[[ Source data open ]]
PR #1418, opened 2016-07-31
Cleanup prefetch code in RemoteRepository

textshell:
The preloading code pretends to be more general than it is (and is used)

This clarifies what the code can actually do. It also decouples the cache data structure from rpc protocol details opening the way to use something else than tuples as rpc argument encoding.

scaled back version that only changes indexing of the cache and makes sure preload is only used with 'get' method.

### DIFF
--- a/src/borg/remote.py
+++ b/src/borg/remote.py
@@ -425,20 +425,21 @@ This problem will go away as soon as the server has been upgraded to 1.0.7+.
                     if calls:
                         if is_preloaded:
                             assert cmd == "get", "is_preload is only supported for 'get'"
-                            if calls[0] in self.cache:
[[ Source data closed ]]
- [What the exercise asks]: Each line in the listing above that includes "code" is to be copied.

- [Exercise output]:
Cleanup prefetch code in RemoteRepository
The preloading code pretends to be more general than it is (and is used)
This clarifies what the code can actually do. It also decouples the cache data structure from rpc protocol details opening the way to use something else than tuples as rpc argument encoding.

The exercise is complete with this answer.